'We Were the Original Rebels': The Women Reshaping Community Music Hubs Around the United Kingdom.
Upon being questioned about the most punk act she's ever pulled off, Cathy Loughead answers without pause: “I took the stage with my neck injured in two locations. I couldn't jump around, so I bedazzled the brace instead. That show was incredible.”
Cathy is a member of a expanding wave of women reinventing punk expression. As a recent television drama highlighting female punk airs this Sunday, it mirrors a scene already flourishing well outside the TV.
The Spark in Leicester
This energy is most palpable in Leicester, where a recent initiative – now called the Riotous Collective – lit the fuse. Cathy participated from the outset.
“At the launch, there existed zero all-women garage punk bands in the area. In just twelve months, there we had seven. Now there are 20 – and increasing,” she explained. “There are Riotous groups around the United Kingdom and internationally, from Finland to Australia, recording, performing live, appearing at festivals.”
This boom doesn't stop at Leicester. Throughout Britain, women are taking back punk – and transforming the scene of live music simultaneously.
Breathing Life into Venues
“Various performance spaces around the United Kingdom flourishing because of women punk bands,” noted Cathy. “So are rehearsal studios, music instruction and mentoring, recording facilities. That's because women are in all these roles now.”
Additionally, they are altering the crowd demographics. “Female-fronted groups are gigging regularly. They attract wider audience variety – attendees who consider these spaces as secure, as intended for them,” she continued.
An Uprising-Inspired Wave
A program director, involved in music education, commented that the surge was predictable. “Females have been promised a vision of parity. However, violence against women is at alarming rates, extremist groups are using women to promote bigotry, and we're manipulated over topics such as menopause. Women are fighting back – through music.”
Another industry voice, from the Music Venue Trust, notes the phenomenon altering regional performance cultures. “There is a noticeable increase in more diverse punk scenes and they're feeding into local music ecosystems, with local spots booking more inclusive bills and creating more secure, more inviting environments.”
Entering the Mainstream
Soon, Leicester will present the debut Riot Fest, a three-day event featuring 25 women-led acts from the UK and Europe. In September, a London festival in London honored BIPOC punk artists.

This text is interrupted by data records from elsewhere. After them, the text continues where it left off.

Issue #3548, opened 2023-12-24
Error in AXI4 Xbar with unused fields


tymcauley:
**Type of issue**: bug report

**Impact**: no functional change

**Development Phase**: proposal

**Other information**
 

When constructing an AXI4 Xbar where some master/slave ports have extra fields (such as `AMBACorrupt`), but others don't, the new `:<>=` connectable operators throw the following errors:

```
[error] generators/rocket-chip/src/main/scala/amba/axi4/Xbar.scala:88:24: unconnected consumer field AXI4Xbar.in[1].w.bits.user.corrupt: Wire[Bool]
[error]       in(i).squeezeAll :<>= io_in(i).squeezeAll
[error]                        ^
[error] generators/rocket-chip/src/main/scala/amba/axi4/Xbar.scala:171:28: dangling producer field AXI4Xbar.out[1].w.bits.user.corrupt: Wire[Bool]
[error]       io_out(i).squeezeAll :<>= out(i).squeezeAll
[error]                            ^
[error] There were 2 error(s) during hardware elaboration.
```

It looks like this was [resolved in the TileLink Xbar](https://github.com/chipsalliance/rocket-chip/blob/74d65ca320cf5f296b39dc5218f6f099e08e2794/src/main/scala/tilelink/Xbar.scala#L160) by adding `.waiveAll` to these operators, and I can confirm that this resolves the hardware elaboration error for me.

**If the current behavior is a bug, please provide the steps to reproduce the problem:**

This change will reproduce the error:

```diff
--- a/src/main/scala/amba/axi4/Xbar.scala
+++ b/src/main/scala/amba/axi4/Xbar.scala
@@ -319,7 +319,7 @@ class AXI4XbarFuzzTest(name: String, txns: Int, nMasters: Int, nSlaves: Int)(imp
   masters.zipWithIndex.foreach { case (m, i) => (xbar
     := AXI4Delayer(0.25)
     := AXI4Deinterleaver(4096)
-    := TLToAXI4()
+    := TLToAXI4(wcorrupt = (if (i == 0) false else true))
     := TLFilter(filter(i))
     := TLRAMModel(s"${name} Master $i")
     := m.node) }
```

Then try to emit FIRRTL for the `AMBAUnitTestConfig`.

**Please tell us about your environment:**

- Version: current HEAD on `master`: 74d65ca
- OS: macOS 14.2.1

**What is the use case for changing the behavior?**

[...]

PR #3549, opened 2023-12-24
Fix AXI4 Xbar elaboration error due to missing fields

tymcauley:
**Related issue**: https://github.com/chipsalliance/rocket-chip/issues/3548

**Release Notes**

### DIFF
--- a/src/main/scala/amba/axi4/Xbar.scala
+++ b/src/main/scala/amba/axi4/Xbar.scala
@@ -85,7 +85,12 @@ class AXI4Xbar(
     // Transform input bundles
     val in = Wire(Vec(io_in.size, new AXI4Bundle(wide_bundle)))
     for (i <- 0 until in.size) {
-      in(i).squeezeAll :<>= io_in(i).squeezeAll
+      in(i).aw.bits.user := DontCare
+      in(i).aw.bits.echo := DontCare
+      in(i).ar.bits.user := DontCare
+      in(i).ar.bits.echo := DontCare
+      in(i).w.bits.user := DontCare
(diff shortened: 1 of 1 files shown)


jerryz123 (commented):
Can you rebase this PR on dev?

tymcauley:
Unfortunately I need to wait a bit to get some feedback from my company on the CLA, so resolving that is going to take some time.

tymcauley:
On a recent `firtool` version (1.58.0), I found that I'm getting this error:

```
generators/rocket-chip/src/main/scala/amba/axi4/Xbar.scala:86:18: error: sink "in_1_w_bits_user_corrupt" not fully initialized in "AXI4Xbar"
```

I worked around it by adding this line right above the `in(i).squeezeAll.waiveAll :<>= io_in(i).squeezeAll.waiveAll` statement:

```scala
in(i).w.bits.user := DontCare
```

Not completely sure what the more principled way to solve this is, but I do see that `tilelink/Xbar.scala` also tying off some the `user` signals. Presumably we want `user` signals to propagate through the crossbar when appropriate.

tymcauley:
Okay, I believe I've taken care of all the fields that need to be tied off in case they're not used by a particular destination.

jerryz123 (approved):

tymcauley:
Checking on the status of this, anything else that I need to do before this can be merged @jerryz123 ?

jerryz123 (approved):
Nope, this just slipped past me. Let's merge this

tymcauley:
> Nope, this just slipped past me. Let's merge this

Thanks so much!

This movement is gaining mainstream traction. A leading pair are on their maiden headline tour. A fresh act's debut album, their record name, reached number sixteen in the UK charts this year.
Panic Shack were shortlisted for the an upcoming music award. A Northern Irish group won the Northern Ireland Music Prize in recently. A band from Hull Wench performed at a notable festival at Reading Festival.
It's a movement born partly in protest. Within a sector still plagued by gender discrimination – where women-led groups remain underrepresented and live venues are shutting down rapidly – women-led punk groups are forging a new path: space.
Ageless Rebellion
At 79, a band member is testament that punk has no age limit. The Oxford-based musician in horMones punk band started playing only twelve months back.
“Now I'm old, all constraints are gone and I can pursue my interests,” she declared. A track she recently wrote contains the lines: “So scream, ‘Fuck it’/ Now is my chance!/ I own the stage!/ I am seventy-nine / And in my fucking prime.”
“I adore this wave of older female punks,” she remarked. “I couldn't resist during my early years, so I'm making up for it now. It's fantastic.”
Kala Subbuswamy from her group also said she hadn't been allowed to rebel as a teenager. “It's been important to be able to let it all out at this point in life.”
A performer, who has performed worldwide with different acts, also considers it a release. “It involves expelling anger: feeling unseen as a mother, at an advanced age.”
The Power of Release
That same frustration motivated Dina Gajjar to create her band. “Standing on stage is an outlet you didn't know you needed. Girls are taught to be compliant. Punk rejects that. It's noisy, it's imperfect. This implies, when negative events occur, I say to myself: ‘I'll write a song about that!’”
However, Abi Masih, drummer for the Flea Bagz, said the punk woman is any woman: “We are simply regular, working, brilliant women who love breaking molds,” she explained.
A band member, of her group She-Bite, concurred. “Ladies pioneered punk. We needed to break barriers to be heard. We continue to! That fierceness is in us – it seems timeless, elemental. We're a bloody marvel!” she stated.
Defying Stereotypes
Not all groups match the typical image. Julie Ames and Jackie O'Malley, involved in a band, aim to surprise audiences.
“We avoid discussing age-related topics or swear much,” noted Julie. Her partner added: “However, we feature a brief explosive section in all our music.” Ames laughed: “That's true. However, we prefer variety. The latest piece was on the topic of underwear irritation.”